To do that Lysaker firstly pays attention to the construction and nature of the four, very different, compositions on the album, asking ‘To what should we listen? And what should we have in mind as we do?’ He then goes on in other chapters to contextualise Eno’s work within strands of experimental and classical music, with a focus on what the author calls ‘”the sonic turn,” a move away from traditional Western structures toward sounds, whether found and/or manipulated.’

The book then turns back to Eno himself, discussing his life and influences as he journeys ‘from art school to the studio’ and becomes, or announces himself as, ‘a non-musician’. Gradually, this chapter moves towards the making of Music for Airports, and the whole idea of ambient music, which is discussed in Chapter 4. The original LP contained an information sheet or manifesto about ambient music, and Lysaker is adept at questioning and contextualising this, before discussing how the term itself is now used to cover a wide range of genres and music. Eno’s Nerve Net Sampler CD in 1992 had a sticker on with this brief conversation printed on it:

DETAILS:
Do you accept partial blame for new-age music?

BRIAN ENO:
Yes. But I don’t accept any blame whatsoever for new-age philosophy.

The chapter makes this explicit by reemphasising Music for Airports in relation to more experimental work by the likes of Steve Reich and Pauline Oliveros, which were discussed in a previous chapter.

The final chapter (although there is a brief afterword which summarises and questions the author’s own discussion) repositions the album as conceptual art, shifting attention to Eno’s film, apps and visual art work, including the covers for Eno’s ambient series, as well as reinterpretations of Music for Airports by the likes of Bang on a Can and Psychic Temple. It’s an intelligent yet eminently readable, closely focused and well-argued book; I’d suggest that coming from a philosophy background has allowed Lysaker to ask some different questions and offer the reader a generously wide and intriguing frame of reference, without losing any focus on the album under discussion.
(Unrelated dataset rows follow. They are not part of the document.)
PR #4029, opened 2022-07-12
Revert bundle identifiers for safari extension

darinwf:
Fixes release build


darinwf:
This is restoring to the values from before 7ce3afbae44eef49f3ccd531d5eaeb01f4389050

Client.xcodeproj/project.pbxproj
```diff
@@ -8869,7 +8869,7 @@
 					"-framework",
 					SafariServices,
 				);
-				PRODUCT_BUNDLE_IDENTIFIER = "co.neeva.app.ios.browser-dev.neeva-for-safari.safariExtension";
+				PRODUCT_BUNDLE_IDENTIFIER = co.neeva.app.ios.browser.SafariExtension;
```
evancrow, line 8872: `"` shouldn't be removed

evancrow (approved):
LGTM - with one change

Client.xcodeproj/project.pbxproj
darinwf: interesting! i just did a revert using the diff... i wonder, maybe those quotes don't matter. i'll add them in

PR #4038, opened 2022-07-12
revert space sort feature

EdwardJTL:
As discussed on #4036

the feature was introduced in #3946 and #3884. this revert is not very clean because #3946 has parts that can be kept and #3884 has unrelated changes.

### How was this tested?
- [ ] I tested this manually
- [ ] I added automated tests


yozuysal:
this lgtm overall but let's get the tests and build green first. OK that it is not a clean revert, we can revert this PR landing the feature back. @buracules FYI

EdwardJTL:
> this lgtm overall but let's get the tests and build green first. OK that it is not a clean revert, we can revert this PR landing the feature back. @buracules FYI

it's failing on `testPinSpace`. It's probably because #3884 removed the refresh calls that would've otherwise brought the pinned ones to the top. It's the same issue i had with data not updating in #4036. Do you want to revert the entirety of #3884, which will also reopen #3596?

EdwardJTL:
> > > this lgtm overall but let's get the tests and build green first. OK that it is not a clean revert, we can revert this PR landing the feature back. @buracules FYI
> > 
> > 
> > it's failing on `testPinSpace`. It's probably because #3884 removed the refresh calls that would've otherwise brought the pinned ones to the top. It's the same issue i had with data not updating in #4036. Do you want to revert the entirety of #3884, which will also reopen #3596?
> 
> I don't think that is the reason why. I wrote this test in [a separate PR](https://github.com/neevaco/neeva-ios/pull/3902/files). Might just be flaky, I'll take a look.

the test works. I verified manually that on this PR, the pinned space does not rise to the top, and on main before #3884, it moves to the top.

yozuysal (approved):

PR #4043, opened 2022-07-14
Fix Cancel With No Selected Tab ZeroQuery

evancrow:
Fixes a bug where opening ZeroQuery from a shortcut item when no tab is selected, would result in a blank ZeroQuery page.

### How was this tested?
- [x] I tested this manually

Before:

https://user-images.githubusercontent.com/37356984/178866909-67bebeb8-8f49-427c-8a93-6dc27e1a5fa9.mp4

After:

https://user-images.githubusercontent.com/37356984/178866913-e7be86e5-3fac-4ae0-9212-043dde857011.mp4


darinwf (commented):
Is this something you can write a test for?

evancrow:
Don't think so, since this requires going to the app and long pressing on the icon. Unless if XCUITests has the capability for that.

darinwf:
Hmm, I see. Is there another way perhaps to hit this code path so we can exercise via tests? Maybe we'd have to use UI Tests instead?

evancrow:
Yeah, we can use UITests to manually `BVC` code. Will add those.

Client/Application/QuickActions.swift
```diff
@@ -106,17 +105,11 @@ class QuickActions: NSObject {
         }
     }
 
-    fileprivate func handleOpenNewTab(
+    func handleOpenNewTab(
         withBrowserViewController bvc: BrowserViewController, isIncognito: Bool
     ) {
-        // Wait for animations that run when returning to foreground to finish
-        DispatchQueue.main.asyncAfter(deadline: .now() + 0.3) {
```
darinwf, line 113: Love getting rid of `asyncAfter` calls, but does the problem this was added to address no longer exist?

evancrow: Yeah, I've been testing this a lot while working on the automated tests, and this issue is long gone! It probably was fixed when we did the SwiftUI transition but who knows.

UITests/ShortcutTests.swift
```diff
@@ -0,0 +1,78 @@
...
+        bvc = SceneDelegate.getBVCOrNil()
+        webRoot = SimplePageServer.start()
+    }
+
+    // Runs the code path that a shortcut from the homescreen would call.
+    private func simulateShortcutCase(incognito: Bool, openURL: Bool) {
+        QuickActions.sharedInstance.handleOpenNewTab(
+            withBrowserViewController: bvc, isIncognito: incognito)
+        tester().waitForView(withAccessibilityLabel: "Cancel")
+        sleep(1)
```
darinwf, line 25: Hmm, is this `sleep(1)` needed? Doesn't this code run on the main thread of the app?

evancrow: Removed it and just saw this :), was some debugging code

PR #4052, opened 2022-07-15
Go Back to Parent Tab From ZeroQuery Cancel

evancrow:
From ClickUp. Allows the user to use the back button to navigate to its parent tab when the child was opened from the address bar.

### How was this tested?
- [x] I added automated tests

### Manual test cases
- Run search A. 
- Click on an item N. 
- Run search B from bar. 
- SRP in new tab. 
- Click an item M. 
- Try to use back button to get to N, can't get there. 

https://user-images.githubusercontent.com/37356984/179311597-2da3fece-0295-40d0-8924-03c0e92c9504.mp4


Client/Frontend/Browser/Tabs/TabManager/TabManager+CreateOrSwitchToTab.swift
```diff
@@ -15,18 +15,21 @@ extension TabManager {
         for url: URL,
         query: String? = nil, suggestedQuery: String? = nil,
         visitType: VisitType? = nil,
-        from parentTab: Tab? = nil
+        from parentTab: Tab? = nil,
+        shouldCreateTabGroupWithParent: Bool = true
```
EdwardJTL, line 19: could we name this `keepInParentTabGroup`? since the parent tab may already be in a group

Client/Frontend/Browser/Tabs/TabManager/TabManager+CreateOrSwitchToTab.swift
```diff
@@ -40,6 +43,10 @@ extension TabManager {
                 visitType: visitType
             )
 
+            if let _ = parentTab, !shouldCreateTabGroupWithParent {
```
EdwardJTL, line 46: the `addTab` call tree will end up in `insertTab`, where it examines tabs to insert the new tab and assign its parent relationship. besides, all tab objects are created with a new UUID. To avoid unnecessary assignments, i'd suggest we bubble down the "tab group with parent" property (whatever you end up naming it), so we take care of this association in `insertTab`.

XCUITests/SuggestionBackButtonTests.swift
```diff
@@ -59,4 +59,22 @@ class SuggestionBackButtonTests: BaseTestCase {
         app.buttons["Back"].tap()
         testAddressBarContains(value: "example.com")
     }
+
+    func testReturningToParentTab() {
```
EdwardJTL, line 63: nit: name it `testReturningToParentTabFromURLBar`

EdwardJTL (approved):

Finally, I must draw attention to the new paperback edition of Christopher Scoates’ Brian Eno. Visual Music, which like Lysaker’s final chaper focuses on Eno’s films, arts, apps, videos, light paintings and installations, from his early days as a student through to 2013 when the original hardback was published.

The book is basically a scaled-down reissue at a more affordable price (the hardback goes for silly money now online) and although some of the grids of images lose out by being scaled down, in the main it’s still a beautiful object, with lots of information, discussion and examples. Of course, Eno’s visual work often includes music, and often utilises similar compositional ideas or processes in its construction. The very wonderful Oblique Strategies cards, a version of which is sitting on my desk in front of me as I type, act as creative instructions or oracular declamations for any activity; much of Eno’s light work relies on the visual equivalent of loops, of light sources such as TVs which Eno does not control in relation to shape and colour.

Scoates devotes over 400 pages to 40 years of Eno’s visual art (or visual music, of you believe his title), and Eno himself contributes, along with several other authors including systems man Roy Ascott, who was instrumental in Eno developing his own ways of thinking and setting projects in motion. Stars of the show, however intelligent and useful the writing is, are the beautiful and numerous illustrations of Eno’s works, which are simply dazzling.